Over Thanksgiving break, I had the opportunity to do a lot of reading, and one of the books I read was Mindy Kaling’s Why Not Me? I love smart and funny women and tear through books like Bossypants and Yes, Please, as well as Kaling’s last book, Is Everyone Hanging Out Without Me? These women tell wonderful stories and are funny as hell. But the thing that makes me adore them is that they work hard. They don’t expect things to be handed to them, and through their hard work, they develop incredible bonds with the people around them. That sounds pretty great to me – working hard with people you trust and enjoy. They also sneak in really smart observations in the middle of their witty story-telling. It’s like they’re tricking you into learning!

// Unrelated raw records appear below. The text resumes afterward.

PR #113, opened 2022-04-03
Module Editor Sidebar Skeleton

y2kwak:
## Implementation Description
Setting up skeleton for module editor sidebar!!

## Screenshots
Screen Shot 2022-04-21 at 21 38 10

- 

## Testing Procedure
- Test on different screen sizes for responsiveness
- Compare with[ figma designs](https://www.figma.com/file/Dimm13cjrpYU5LkcrV6VxF/Course-Editor?node-id=691%3A3296)

## Things to Note

## Checklist


frontend/src/components/module-editor/SideBar.tsx
```diff
@@ -1,46 +1,126 @@
...
 const Sidebar = (): React.ReactElement => {
+  const { moduleIndex }: ModuleEditorParams = useParams();
+
+  const context = useContext(EditorContext);
+
+  if (!context) return <></>;
+  const { state } = context;
   return (
-    <Box w="20%">
+    <Box w="20%" minW="300px">
```
draymond63, line 33: not a big fan of setting the min width to a pixel value. Does it not work with `min-content` or `max-content`?

frontend/src/components/module-editor/SideBar.tsx
```diff
@@ -1,46 +1,126 @@
...
       <Flex
         position="fixed"
-        top="0"
-        left="0"
-        p="4"
         w="inherit"
-        h="100%"
-        minW="min-content"
+        minW="300px"
```
draymond63, line 37: If the parent has a minimum width, this flex should simply receive it's width right? Or am I wrong on that? There might be something weird about using `min-content` when the child is of `position=fixed`. Anyway, if it works it works (but I'm still not a fan of the pixel value)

I was tricked into learning about confidence and entitlement in the last chapter of Kaling’s book. She revisits a question she got at a panel and didn’t feel like she addressed well at the time. A teen-aged woman asked Kaling about confidence and where she found hers. In retrospect, Kaling felt she gave a generic answer about her family and her parents believing in her. And while that was true, she expanded on her ideas about confidence and where it comes from.

Kaling is a hard worker and is proud of it. And because that hard work, she talks about feeling entitled. Not the kind of entitled we’ve come to associate with “kids these days who don’t know the value of hard work.” but the kind of entitlement that comes from being a good person and working your ass off. We are all entitled to basic decencies from the second we’re born, and sometimes that’s harder for women, and women of color, which Kaling also addresses. But past the basic decencies,  you have to earn your entitlements. Being entitled is a concept we’ve come to view as wrong, and I think Kaling’s approach is refreshing. Sometimes, it’s okay to feel entitled. And in her words, confidence comes when you “work hard, know your shit, show your shit and then feel entitle.”

And to me, that’s a beautiful concept.